The futile GDP debate
Few countries in the world indulge in as much futile debates as India does. For example, for more than a year now, economists have been wrangling about how well, or badly, the Indian economy is doing. The government’s chief statistician says it has been doing very well indeed and growing at well over 7 per cent. No, say dozens of economists, including from the Finance ministry and the RBI, it doesn’t ‘feel’ like that and there is something ‘wrong’ somewhere.
So what’s going on? Is the Indian economy doing well or not? Is it really growing at 7.3 per cent or is it growing only at about 5 per cent?
There are two ways of answering this question. One is to ignore it because it doesn’t affect your life. Most sensible citizens all over the world do just this when economists and econometricians start arguing about growth rates. It is not a bad approach to adopt.
The other method is to treat it as an intellectual puzzle worth solving. This involves a little bit of mental pain because you have to deal with some very complex ideas inherent in the “measurement of the level of the rate of growth,” an obsession that started after 1945.

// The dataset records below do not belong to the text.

PR #229, opened 2015-06-15
Fix node scoping rules

### LINKED ISSUE #227: Cross-host connects not showing in UI when connection traverses docker port mapping
conn

peterbourgon:
We only want to scope (i.e. prefix with hostID) those addresses that are deemed loopback, to disambiguate them. Otherwise, we want to leave addresses in unscoped form, so they can be matched, and links between communicating nodes properly made.

So, we make the isLoopback check in MakeAddressID, and omit hostID if the address isn't loopback. So far so good.

But this breaks topology rendering, as we were relying on extracting hostID from adjacency node IDs, to populate origin hosts in the rendered node output. So we need another way to get origin host from an arbitrary node.

A survey revealed no reliable way to get that information from IDs in their new form. However, we have access to node metadata, so this changeset introduces the OriginHostTagger, which tags each node with its origin host, via the foreign-key semantics we'll use going forward.

Fixes #227


probe/tag/origin_host_tagger.go
```diff
@@ -0,0 +1,29 @@
...
+
+type originHostTagger struct{ hostNodeID string }
+
+// NewOriginHostTagger tags each node with a foreign key linking it to its
+// origin host in the host topology.
+func NewOriginHostTagger(hostID string) Tagger {
+	return &originHostTagger{hostNodeID: report.MakeHostNodeID(hostID)}
+}
+
+func (t originHostTagger) Tag(r report.Report) report.Report {
```
tomwilkie: Could slightly adapt and use report.Topologies here?

probe/tag/topology_tagger.go
```diff
@@ -13,8 +13,11 @@ func NewTopologyTagger() Tagger {
 
 func (topologyTagger) Tag(r report.Report) report.Report {
 	for val, topology := range map[string]*report.Topology{
```
tomwilkie: Similarly here.

tomwilkie:
Otherwise LGTM

PR #231, opened 2015-06-15
Squash merged reports as they come out of the LIFO, not individual reports as they come in.

### LINKED ISSUE #227: Cross-host connects not showing in UI when connection traverses docker port mapping

tomwilkie:
Helps #227

### DIFF
--- a/app/report_lifo.go
+++ b/app/report_lifo.go
@@ -41,7 +41,6 @@ func NewReportLIFO(r reporter, maxAge time.Duration) *ReportLIFO {
 			select {
 			case report := <-r.Reports():
 				// Incoming report from the collecter.
-				report = report.Squash() // TODO?: make this a CLI argument.
 				tr := timedReport{
 					Timestamp: time.Now(),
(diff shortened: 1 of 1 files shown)


peterbourgon:
What's the net effect?

tomwilkie:
There is no guarantee that the merged reports coming out of the collector are the result of merging reports from multiple probes.  The way timeouts are configured right now makes it very unlikely (collector interval is 1s, probe is 2s).  This change makes it way more likely, and therefore makes the cross-host linking stuff behave as it should.

tomwilkie:
Note that we do the pseudo node munging on the LIFO merged report, so this also brings the squashing in line with that.

tomwilkie:
And we have to put this in 0.3.0

peterbourgon:
Got it. Let's add a report_lifo_test.go with a test that ensures 2 sequential reports with different local_networks squash to the right thing.

peterbourgon:
LGTM.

In physics, a rate of increase in speed is called acceleration and it is easy to measure because the mathematics for it exists in the form of differential calculus. But in economics it is very hard indeed because, basically, you are trying to do something that cannot be done accurately. As the more sensible economists point out, it is all an estimate, not something precise like, say, acceleration. So why quibble over what is, at the end of the day, just guesswork?

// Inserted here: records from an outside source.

PR #235, opened 2015-06-15
Prevent leftover nodes after scope restart

### LINKED ISSUE #162: Restarting scope results in leftover "probe" nodes in the graph
Not really a problem, just seems a bit weird. Nodes are cleared when going to a different view and back.

```bash
sudo scope launch
open http://localhost:4040
sudo scope stop
sleep 5
sudo scope launch
```

After a few restarts:
screen shot 2015-06-02 at 16 23 30

davkal:
* clear nodes cache when websocket closes connection
* also show reconnection status

fixes #162

### DIFF
--- a/client/README.md
+++ b/client/README.md
@@ -13,3 +13,17 @@ To see a topology, `../app/app` needs to be running, as well as a probe.
 This directory has a `.eslintrc`, make sure your editor supports linter hints.
 To run a linter, you also run `gulp lint`.
 
+## Logging
+
+The Scope UI uses [debug](https://www.npmjs.com/package/debug) for logging, e.g.,:
+
+```
+const debug = require('debug')('scope:app-store');
+debug('Store log message');
+```
+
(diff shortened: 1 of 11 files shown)


peterbourgon:
@davkal confirmed it doesn't duplicate nodes anymore, but when I `scope stop`, the UI immediately blanks out — good — but doesn't have a little status badge telling me it's disconnected — bad?

screen shot 2015-06-15 at 20 58 38


If that's expected then LGTM.

davkal:
Thinking about it, the immediate wiping on error makes it look broken. I'll make sure that the nodes stay and the reconnect message appears.

I'm wondering why your reconnect message did not appear. `scope stop` stops the web server, right?

peterbourgon:
Latest version works as I expect. After I `scope stop` I get the `◻︎ Trying to reconnect...` notice, and the nodes stay in place. When scope comes back, all is normal again. LGTM!

Issue #228, opened 2015-06-15
Produce containers topology from endpoints via processes...


tomwilkie:
Mainly just refactoring:
- Allow the Renderers to recurse
- Add detailednode -> detailed node mappers

tomwilkie:
This is the aim:

```
render.Reduce{
    render.LeafMap{Selector: report.SelectContainer, Mapper: report.MapContainerIdentity, Pseudo: report.InternetOnlyPseudoNode},
    render.Map{
        Mapper: report.MapProcess2Container,
        Renderer: render.Reduce{
            render.LeafMap{Selector: report.SelectProcess, Mapper: report.MapProcessIdentity, Pseudo: report.InternetOnlyPseudoNode},
            render.Map{
                Mapper: report.MapEndpoint2Process,
                Renderer: render.LeafMap{Selector: report.SelectEndpoint, Mapper: report.MapEndpointIdentity, Pseudo: report.InternetOnlyPseudoNode},
            }
        }
    }
}
```

As part of this change, I'll be moving all the rendering code from report to render/

PR #240, opened 2015-06-16
Move mapping functions and main render function in render package.

tomwilkie:
This is a continuation of #228, moving all the report -> renderablenodes code into the render/ package.

Also moves the topodiff code into render/.

Should have no semantic change.


peterbourgon:
Seems fine to me.

PR #242, opened 2015-06-16
Move RenderableNode and DetailedNode into render/

tomwilkie:
A continuation of #228

### DIFF
--- a/render/detailed_node_test.go
+++ b/render/detailed_node_test.go
@@ -1,9 +1,10 @@
-package report_test
+package render_test
 
 import (
 	"reflect"
 	"testing"
 
+	"github.com/weaveworks/scope/render"
 	"github.com/weaveworks/scope/report"
 )
 
@@ -12,26 +13,30 @@ func TestMakeDetailedNode(t *testing.T) {
 }
 
 func TestOriginTable(t *testing.T) {
-	if _, ok := report.OriginTable(reportFixture, "not-found"); ok {
+	if _, ok := render.OriginTable(rpt, "not-found"); ok {
 		t.Errorf("unknown origin ID gave unexpected success")
 	}
-	for originID, want := range map[string]report.Table{
-		client54001EndpointNodeID: {
+	for originID, want := range map[string]render.Table{
+		client54001NodeID: {
 			Title:   "Origin Endpoint",
 			Numeric: false,
-			Rows:    []report.Row{{"Host name", clientHostName, ""}},
+			Rows: []render.Row{
+				{"Host name", clientHostName, ""},
+				{"PID", "10001", ""},
+				{"Process name", "curl", ""},
+			},
 		},
 		clientAddressNodeID: {
 			Title:   "Origin Address",
 			Numeric: false,
-			Rows: []report.Row{
+			Rows: []render.Row{
 				{"Host name", clientHostName, ""},
 			},
 		},
 		report.MakeProcessNodeID(clientHostID, "4242"): {
 			Title:   "Origin Process",
 			Numeric: false,
-			Rows: []report.Row{
+			Rows: []render.Row{
 				{"Name (comm)", "curl", ""},
 				{"PID", "4242", ""},
 			},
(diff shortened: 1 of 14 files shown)


render/detailed_node_test.go
```diff
@@ -39,14 +43,14 @@ func TestOriginTable(t *testing.T) {
 		serverHostNodeID: {
 			Title:   "Origin Host",
 			Numeric: false,
-			Rows: []report.Row{
-				{"Host name", serverHostName, ""},
+			Rows: []Row{
+				{"Host name", serverHostID, ""},
```
peterbourgon: This isn't semantically correct. We currently set host ID == hostname in the probe, but they're not the same concept.

render/render_test.go
```diff
@@ -94,6 +94,7 @@ var (
 					"domain":          "client-54001-domain",
 					"pid":             "10001",
 					report.HostNodeID: clientHostNodeID,
+					"host_name":       clientHostID,
```
peterbourgon: Similarly, this isn't correct.

render/render_test.go
```diff
@@ -186,11 +209,23 @@ var (
 				},
 			},
 		},
+		Host: report.Topology{
+			Adjacency: report.Adjacency{},
+			NodeMetadatas: report.NodeMetadatas{
+				serverHostNodeID: report.NodeMetadata{
+					"host_name":      serverHostID,
```
peterbourgon: Similarly, this isn't correct.

render/detailed_node_test.go
```diff
@@ -12,26 +12,30 @@ func TestMakeDetailedNode(t *testing.T) {
...
+			},
 		},
-		clientAddressNodeID: {
+		clientIP: {
 			Title:   "Origin Address",
 			Numeric: false,
-			Rows: []report.Row{
-				{"Host name", clientHostName, ""},
+			Rows: []Row{
+				{"Host name", "client.hostname.com", ""},
```
peterbourgon: Why did this get literalized?

peterbourgon:
Gimme another poke when those are resolved...

tomwilkie:
Sorry about that; the origin tests were originally using the report fixture from report/report_fixture_test.go, but I changed them to use the one from render_test.go.

I'll canonicalise a report fixture for the render module in a future changeset.

render/detailed_node_test.go
```diff
@@ -1,4 +1,4 @@
-package report_test
+package render
```
peterbourgon: Please keep this in the _test package. The only reason _test.go files should be in the original package namespace is if they're explicitly testing package/component internals, and even then it's a bad smell unless the package/component is really complex.

render/detailed_node_test.go
```diff
@@ -12,26 +12,30 @@ func TestMakeDetailedNode(t *testing.T) {
...
 
 func TestOriginTable(t *testing.T) {
-	if _, ok := report.OriginTable(reportFixture, "not-found"); ok {
+	if _, ok := OriginTable(rpt, "not-found"); ok {
 		t.Errorf("unknown origin ID gave unexpected success")
 	}
-	for originID, want := range map[string]report.Table{
-		client54001EndpointNodeID: {
+	for originID, want := range map[string]Table{
+		client54001: {
```
peterbourgon: client54001 is never an origin node ID, the keys here must take the form xxxNodeID.

render/detailed_node_test.go
```diff
@@ -12,26 +12,30 @@ func TestMakeDetailedNode(t *testing.T) {
...
 			Numeric: false,
-			Rows:    []report.Row{{"Host name", clientHostName, ""}},
+			Rows: []Row{
+				{"Host name", clientHostName, ""},
+				{"PID", "10001", ""},
+				{"Process name", "curl", ""},
+			},
 		},
-		clientAddressNodeID: {
+		clientIP: {
```
peterbourgon: Likewise above

render/detailed_node_test.go
tomwilkie: Right now the tests reference renderTopology, so need to be in the same namespace.

In a future PR I've merged renderTopology into Map.Render, so the tests can be moved out.  I was trying to keep changes to a minimum in this PR.

peterbourgon: Can we do that in this PR instead? I'm happy with larger PRs if it means we avoid creating future work or technical debt.

peterbourgon:
Thanks for making it more comprehensive. LGTM!

PR #1608, opened 2016-06-23
Add backoff to the consul client

tomwilkie:
Fixes https://github.com/weaveworks/service/issues/423

### DIFF
--- a/app/multitenant/consul_client.go
+++ b/app/multitenant/consul_client.go
@@ -133,14 +133,20 @@ func (c *consulClient) CAS(key string, out interface{}, f CASCallback) error {
 }
 
 func (c *consulClient) WatchPrefix(prefix string, out interface{}, done chan struct{}, f func(string, interface{}) bool) {
-	index := uint64(0)
+	const (
+		initialBackoff = 1 * time.Second
+		maxBackoff     = 1 * time.Minute
+	)
+	var (
+		backoff = initialBackoff / 2
+		index   = uint64(0)
+	)
 	for {
 		select {
 		case <-done:
 			return
 		default:
 		}
-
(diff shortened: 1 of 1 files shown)


2opremio:
Wouldn't it be cleaner to reuse `common/backoff` ?

tomwilkie:
`common/backoff` is for periodic tasks, this one is continuous (ie not delay between iterations).  Also `common/backoff` logging behaviour is not appropriate here.

I considered changing common/backoff to be more general purpose, but I didn't think it was the right call.  I could be persuaded otherwise, but it will make common/backoff more complicated.

app/multitenant/consul_client.go
```diff
@@ -133,21 +133,40 @@ func (c *consulClient) CAS(key string, out interface{}, f CASCallback) error {
...
+			}
+			select {
+			case <-done:
+				return
+			case <-time.After(backoff):
+				continue
+			}
+		}
+		backoff = initialBackoff
+		if index == meta.LastIndex {
```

As usual, the problem lies with definitions. In economics GDP (gross domestic product) can be measured in two ways — at factor cost or market prices. At factors cost, it excludes taxes; at market prices taxes are included. If you think this is complex, try this: GDP at market prices excludes subsidies, which means it is net government revenue that you are concerned with. The more rapidly this revenue grows, the faster will GDP grow. This is what has happened after 2011 when the government started raising the indirect tax rates back to the pre-2009 level. The new method — GDP at market prices — has merely captured that increase.
But wait, that’s not all. GDP growth rates also measure the changes in value addition in production of manufacturing and services. Value addition is the difference between the cost of inputs and the price of the output. If you spent Rs 100 on inputs and sold the output at Rs 120, value addition is Rs 20. If the next year, you spent only Rs 95 and sold at the same price, the growth rate will go up.
And here lies a paradox: if global prices start rising, say of oil, India’s GDP growth rate will come down! It is high now because global prices of all commodities are low.
If this isn’t sufficiently confusing, here’s another puzzle: can an economy that produces no goods or services but is nevertheless taxed by the government, grow? The answer is yes, it can. Consider this simple example. Suppose you go into a restaurant to eat but before entering you have to pay an entry tax levied by the government. However, you find that the restaurant has run out of food which means no output has been produced and you come out having spent nothing. Yet, the government has collected Rs 100. Now if it raises the tax to Rs 110 the next year and the same thing happened — no food, no bill — the economy would have grown at 10 per cent without producing anything at all!
By now it must be clear that it is not worth bothering too much about precise growth rates such as 7.3 per cent or 6.9 per cent. These are merely indicative numbers. We should bother more about how much more, or less, we are earning this year over the previous one. The rest is best left to the idle but argumentative minds of economists who’re trying to score points over one another.